Task to complete
Sort through the listing below and keep each line with the word "only". Copy those.

Supplied information
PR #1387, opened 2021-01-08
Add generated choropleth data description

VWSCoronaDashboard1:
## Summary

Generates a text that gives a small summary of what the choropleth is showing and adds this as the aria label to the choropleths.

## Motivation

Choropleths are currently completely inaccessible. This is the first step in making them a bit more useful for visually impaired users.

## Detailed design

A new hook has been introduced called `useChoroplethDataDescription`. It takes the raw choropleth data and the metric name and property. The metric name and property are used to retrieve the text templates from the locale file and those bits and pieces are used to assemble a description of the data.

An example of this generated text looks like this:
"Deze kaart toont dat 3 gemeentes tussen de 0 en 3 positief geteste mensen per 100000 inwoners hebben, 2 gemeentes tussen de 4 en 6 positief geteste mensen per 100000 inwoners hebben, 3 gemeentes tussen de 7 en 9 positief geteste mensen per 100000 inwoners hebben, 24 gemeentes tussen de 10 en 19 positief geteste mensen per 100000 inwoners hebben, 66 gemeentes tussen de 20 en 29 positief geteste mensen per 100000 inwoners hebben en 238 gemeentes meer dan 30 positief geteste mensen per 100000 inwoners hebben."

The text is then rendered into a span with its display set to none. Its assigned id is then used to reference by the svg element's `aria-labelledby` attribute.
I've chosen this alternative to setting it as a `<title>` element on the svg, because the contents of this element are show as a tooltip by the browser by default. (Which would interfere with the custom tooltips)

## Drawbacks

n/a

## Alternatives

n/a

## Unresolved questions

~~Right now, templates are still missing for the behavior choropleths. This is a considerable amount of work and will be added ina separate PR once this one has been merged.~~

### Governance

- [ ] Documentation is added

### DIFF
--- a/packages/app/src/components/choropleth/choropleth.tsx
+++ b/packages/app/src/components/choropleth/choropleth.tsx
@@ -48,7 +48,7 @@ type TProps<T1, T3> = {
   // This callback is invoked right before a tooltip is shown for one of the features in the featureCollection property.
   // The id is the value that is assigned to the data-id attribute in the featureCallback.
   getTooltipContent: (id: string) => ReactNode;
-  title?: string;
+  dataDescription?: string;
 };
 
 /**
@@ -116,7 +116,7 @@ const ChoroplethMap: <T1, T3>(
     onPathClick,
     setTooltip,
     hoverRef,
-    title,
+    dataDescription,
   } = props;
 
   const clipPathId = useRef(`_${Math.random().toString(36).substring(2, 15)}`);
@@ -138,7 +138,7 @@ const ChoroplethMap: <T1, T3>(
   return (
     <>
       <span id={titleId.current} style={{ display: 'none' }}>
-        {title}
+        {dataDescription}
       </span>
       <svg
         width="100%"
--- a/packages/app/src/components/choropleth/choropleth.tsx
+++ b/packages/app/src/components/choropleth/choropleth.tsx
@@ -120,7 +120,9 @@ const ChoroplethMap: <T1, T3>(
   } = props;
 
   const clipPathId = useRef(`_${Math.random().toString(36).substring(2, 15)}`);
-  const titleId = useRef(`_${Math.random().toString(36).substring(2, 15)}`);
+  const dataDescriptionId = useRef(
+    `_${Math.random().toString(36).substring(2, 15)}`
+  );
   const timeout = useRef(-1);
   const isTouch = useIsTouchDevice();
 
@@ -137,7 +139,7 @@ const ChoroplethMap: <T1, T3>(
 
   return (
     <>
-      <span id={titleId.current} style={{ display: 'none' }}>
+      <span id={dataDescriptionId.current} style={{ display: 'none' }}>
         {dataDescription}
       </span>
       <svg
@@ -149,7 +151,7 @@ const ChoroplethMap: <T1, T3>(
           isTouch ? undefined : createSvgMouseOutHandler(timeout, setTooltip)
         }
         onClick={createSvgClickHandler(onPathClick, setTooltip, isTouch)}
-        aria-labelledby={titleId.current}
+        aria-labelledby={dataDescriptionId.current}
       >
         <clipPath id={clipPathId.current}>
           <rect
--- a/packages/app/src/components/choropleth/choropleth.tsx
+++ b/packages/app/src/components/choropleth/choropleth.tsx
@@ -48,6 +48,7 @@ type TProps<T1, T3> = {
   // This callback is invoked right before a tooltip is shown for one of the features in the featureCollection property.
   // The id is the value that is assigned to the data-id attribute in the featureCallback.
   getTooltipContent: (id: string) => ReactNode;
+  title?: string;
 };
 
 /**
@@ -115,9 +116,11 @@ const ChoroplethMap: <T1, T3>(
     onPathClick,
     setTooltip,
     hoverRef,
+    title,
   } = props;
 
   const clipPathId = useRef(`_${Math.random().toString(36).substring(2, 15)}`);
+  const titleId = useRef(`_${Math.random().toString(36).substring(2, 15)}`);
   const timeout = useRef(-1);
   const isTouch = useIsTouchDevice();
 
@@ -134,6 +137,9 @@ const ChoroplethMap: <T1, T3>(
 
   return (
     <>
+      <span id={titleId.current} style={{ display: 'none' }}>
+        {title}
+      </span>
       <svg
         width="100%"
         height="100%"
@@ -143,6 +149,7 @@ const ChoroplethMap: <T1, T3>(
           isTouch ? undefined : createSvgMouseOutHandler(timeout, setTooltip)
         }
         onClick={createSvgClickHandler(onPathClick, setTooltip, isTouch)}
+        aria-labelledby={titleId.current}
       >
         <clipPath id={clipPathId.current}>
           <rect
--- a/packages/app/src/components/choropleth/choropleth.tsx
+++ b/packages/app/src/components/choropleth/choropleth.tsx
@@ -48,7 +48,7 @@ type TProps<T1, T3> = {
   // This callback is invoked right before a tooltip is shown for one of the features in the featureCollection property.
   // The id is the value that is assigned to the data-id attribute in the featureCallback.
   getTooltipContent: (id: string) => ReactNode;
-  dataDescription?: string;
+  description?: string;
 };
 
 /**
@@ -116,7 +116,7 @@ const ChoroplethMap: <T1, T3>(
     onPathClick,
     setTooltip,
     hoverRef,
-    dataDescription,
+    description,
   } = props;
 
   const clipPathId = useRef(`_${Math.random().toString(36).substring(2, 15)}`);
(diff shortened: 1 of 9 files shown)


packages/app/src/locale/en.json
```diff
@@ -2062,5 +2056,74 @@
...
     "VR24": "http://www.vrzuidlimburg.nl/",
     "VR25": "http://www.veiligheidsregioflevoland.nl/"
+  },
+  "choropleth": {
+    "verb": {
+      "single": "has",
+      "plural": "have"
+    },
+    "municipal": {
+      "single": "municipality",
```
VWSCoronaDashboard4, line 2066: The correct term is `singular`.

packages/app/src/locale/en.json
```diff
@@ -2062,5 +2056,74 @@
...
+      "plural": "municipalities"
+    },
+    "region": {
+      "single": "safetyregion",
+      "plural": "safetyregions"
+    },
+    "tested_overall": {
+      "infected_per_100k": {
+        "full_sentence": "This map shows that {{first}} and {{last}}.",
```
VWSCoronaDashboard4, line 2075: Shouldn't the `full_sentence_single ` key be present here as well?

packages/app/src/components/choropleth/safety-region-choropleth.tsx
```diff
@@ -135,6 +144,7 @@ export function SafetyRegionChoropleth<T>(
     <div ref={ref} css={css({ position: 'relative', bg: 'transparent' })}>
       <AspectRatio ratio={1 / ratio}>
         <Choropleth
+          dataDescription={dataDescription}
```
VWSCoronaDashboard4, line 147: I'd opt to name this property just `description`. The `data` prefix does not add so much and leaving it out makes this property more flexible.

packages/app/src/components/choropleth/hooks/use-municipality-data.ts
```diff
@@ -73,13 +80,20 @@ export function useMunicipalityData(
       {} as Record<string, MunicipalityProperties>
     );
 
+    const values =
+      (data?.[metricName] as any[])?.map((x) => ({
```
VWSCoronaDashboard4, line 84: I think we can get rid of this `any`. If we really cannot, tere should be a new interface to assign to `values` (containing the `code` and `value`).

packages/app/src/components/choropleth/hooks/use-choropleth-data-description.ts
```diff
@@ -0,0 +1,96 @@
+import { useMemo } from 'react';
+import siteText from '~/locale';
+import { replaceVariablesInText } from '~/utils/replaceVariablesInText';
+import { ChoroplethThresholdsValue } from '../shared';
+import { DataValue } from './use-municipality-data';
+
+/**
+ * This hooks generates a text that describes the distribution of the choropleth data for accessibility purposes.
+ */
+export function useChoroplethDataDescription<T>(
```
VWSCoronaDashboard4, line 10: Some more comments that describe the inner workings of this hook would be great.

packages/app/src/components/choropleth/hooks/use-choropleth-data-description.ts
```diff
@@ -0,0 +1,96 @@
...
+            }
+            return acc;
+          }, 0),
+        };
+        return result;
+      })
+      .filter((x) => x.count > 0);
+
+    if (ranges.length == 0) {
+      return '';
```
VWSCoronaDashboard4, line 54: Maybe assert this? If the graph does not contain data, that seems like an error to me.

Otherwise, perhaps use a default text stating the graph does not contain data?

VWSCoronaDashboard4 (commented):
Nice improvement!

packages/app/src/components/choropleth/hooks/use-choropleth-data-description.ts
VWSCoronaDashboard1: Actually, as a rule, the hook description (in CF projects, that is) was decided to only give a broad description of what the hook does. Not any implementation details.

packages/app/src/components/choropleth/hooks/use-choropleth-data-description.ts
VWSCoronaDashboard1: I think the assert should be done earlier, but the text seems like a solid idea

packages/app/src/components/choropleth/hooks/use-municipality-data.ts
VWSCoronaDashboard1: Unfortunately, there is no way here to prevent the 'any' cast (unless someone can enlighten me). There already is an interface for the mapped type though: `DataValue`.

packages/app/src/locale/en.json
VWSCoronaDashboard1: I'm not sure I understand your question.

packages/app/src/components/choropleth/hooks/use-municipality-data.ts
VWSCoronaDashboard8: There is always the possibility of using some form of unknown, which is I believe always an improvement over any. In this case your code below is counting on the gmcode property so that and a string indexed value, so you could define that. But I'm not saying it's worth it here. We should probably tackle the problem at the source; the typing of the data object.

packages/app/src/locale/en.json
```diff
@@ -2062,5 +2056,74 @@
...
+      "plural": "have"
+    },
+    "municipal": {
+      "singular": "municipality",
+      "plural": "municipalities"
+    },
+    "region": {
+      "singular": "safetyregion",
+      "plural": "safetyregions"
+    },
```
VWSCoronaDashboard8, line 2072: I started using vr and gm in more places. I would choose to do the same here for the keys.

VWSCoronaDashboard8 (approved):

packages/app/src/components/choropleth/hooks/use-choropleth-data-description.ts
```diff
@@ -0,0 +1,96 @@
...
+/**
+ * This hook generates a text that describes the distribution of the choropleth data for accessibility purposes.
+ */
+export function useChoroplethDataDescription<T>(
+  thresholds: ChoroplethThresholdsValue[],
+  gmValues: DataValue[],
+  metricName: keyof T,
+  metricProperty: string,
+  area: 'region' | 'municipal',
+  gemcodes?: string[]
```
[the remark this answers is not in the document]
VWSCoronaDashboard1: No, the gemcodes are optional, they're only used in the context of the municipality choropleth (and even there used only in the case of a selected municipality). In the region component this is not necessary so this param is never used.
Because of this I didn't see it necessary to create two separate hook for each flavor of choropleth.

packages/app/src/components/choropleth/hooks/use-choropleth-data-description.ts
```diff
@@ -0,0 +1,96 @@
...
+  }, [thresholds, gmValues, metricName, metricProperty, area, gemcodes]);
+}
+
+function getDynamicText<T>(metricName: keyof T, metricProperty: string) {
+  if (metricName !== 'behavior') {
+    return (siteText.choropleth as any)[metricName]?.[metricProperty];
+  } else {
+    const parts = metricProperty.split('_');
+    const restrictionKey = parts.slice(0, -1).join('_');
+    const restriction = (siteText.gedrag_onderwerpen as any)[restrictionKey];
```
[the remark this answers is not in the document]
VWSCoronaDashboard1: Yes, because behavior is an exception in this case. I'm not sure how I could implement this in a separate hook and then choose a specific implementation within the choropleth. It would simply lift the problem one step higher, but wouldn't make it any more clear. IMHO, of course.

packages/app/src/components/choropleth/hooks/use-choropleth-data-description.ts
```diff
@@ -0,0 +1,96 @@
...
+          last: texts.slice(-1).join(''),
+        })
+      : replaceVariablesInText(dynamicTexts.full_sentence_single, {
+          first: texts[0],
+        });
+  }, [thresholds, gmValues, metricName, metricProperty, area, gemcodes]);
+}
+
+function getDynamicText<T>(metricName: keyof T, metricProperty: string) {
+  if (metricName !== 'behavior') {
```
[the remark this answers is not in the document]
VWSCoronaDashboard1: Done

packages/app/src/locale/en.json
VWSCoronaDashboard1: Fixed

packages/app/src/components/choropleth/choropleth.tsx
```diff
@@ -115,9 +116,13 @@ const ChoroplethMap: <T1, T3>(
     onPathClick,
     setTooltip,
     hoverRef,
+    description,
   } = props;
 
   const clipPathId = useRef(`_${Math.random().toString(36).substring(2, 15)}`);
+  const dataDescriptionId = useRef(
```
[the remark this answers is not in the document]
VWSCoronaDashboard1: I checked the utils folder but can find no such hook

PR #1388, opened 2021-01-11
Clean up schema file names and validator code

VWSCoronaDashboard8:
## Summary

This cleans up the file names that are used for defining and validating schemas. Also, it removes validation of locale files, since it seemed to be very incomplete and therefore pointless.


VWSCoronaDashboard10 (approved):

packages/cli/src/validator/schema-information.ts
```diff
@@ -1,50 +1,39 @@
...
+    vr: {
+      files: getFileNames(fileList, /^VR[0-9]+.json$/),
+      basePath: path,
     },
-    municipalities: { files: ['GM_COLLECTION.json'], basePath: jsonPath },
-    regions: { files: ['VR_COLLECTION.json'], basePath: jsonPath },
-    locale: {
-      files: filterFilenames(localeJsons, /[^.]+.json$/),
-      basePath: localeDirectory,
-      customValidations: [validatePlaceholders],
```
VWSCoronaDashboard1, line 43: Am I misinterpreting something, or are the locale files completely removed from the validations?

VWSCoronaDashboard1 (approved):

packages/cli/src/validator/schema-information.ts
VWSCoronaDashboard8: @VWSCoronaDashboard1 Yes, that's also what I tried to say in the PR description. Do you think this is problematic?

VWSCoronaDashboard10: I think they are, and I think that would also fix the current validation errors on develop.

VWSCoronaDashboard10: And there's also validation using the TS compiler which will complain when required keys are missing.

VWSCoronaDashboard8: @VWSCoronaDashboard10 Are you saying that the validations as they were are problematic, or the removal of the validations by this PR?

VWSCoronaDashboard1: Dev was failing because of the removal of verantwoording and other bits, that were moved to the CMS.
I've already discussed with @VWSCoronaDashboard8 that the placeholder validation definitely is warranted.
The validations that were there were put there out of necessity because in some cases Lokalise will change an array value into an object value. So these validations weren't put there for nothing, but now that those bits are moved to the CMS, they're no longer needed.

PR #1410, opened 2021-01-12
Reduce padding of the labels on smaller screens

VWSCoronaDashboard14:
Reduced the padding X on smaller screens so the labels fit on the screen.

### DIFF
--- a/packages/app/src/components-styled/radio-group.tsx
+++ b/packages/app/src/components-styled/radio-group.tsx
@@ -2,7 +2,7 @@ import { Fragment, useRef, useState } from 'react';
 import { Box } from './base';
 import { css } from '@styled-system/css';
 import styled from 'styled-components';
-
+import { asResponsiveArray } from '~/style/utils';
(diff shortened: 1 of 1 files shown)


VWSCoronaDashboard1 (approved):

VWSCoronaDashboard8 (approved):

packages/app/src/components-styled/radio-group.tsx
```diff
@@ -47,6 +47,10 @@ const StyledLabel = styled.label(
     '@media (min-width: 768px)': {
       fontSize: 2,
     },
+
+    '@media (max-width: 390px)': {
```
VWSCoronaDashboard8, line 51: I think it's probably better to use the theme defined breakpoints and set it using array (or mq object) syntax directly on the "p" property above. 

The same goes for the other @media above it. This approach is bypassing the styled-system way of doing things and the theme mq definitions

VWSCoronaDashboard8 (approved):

Solution for this exercise
VWSCoronaDashboard1: Actually, as a rule, the hook description (in CF projects, that is) was decided to only give a broad description of what the hook does. Not any implementation details.
VWSCoronaDashboard1: No, the gemcodes are optional, they're only used in the context of the municipality choropleth (and even there used only in the case of a selected municipality). In the region component this is not necessary so this param is never used.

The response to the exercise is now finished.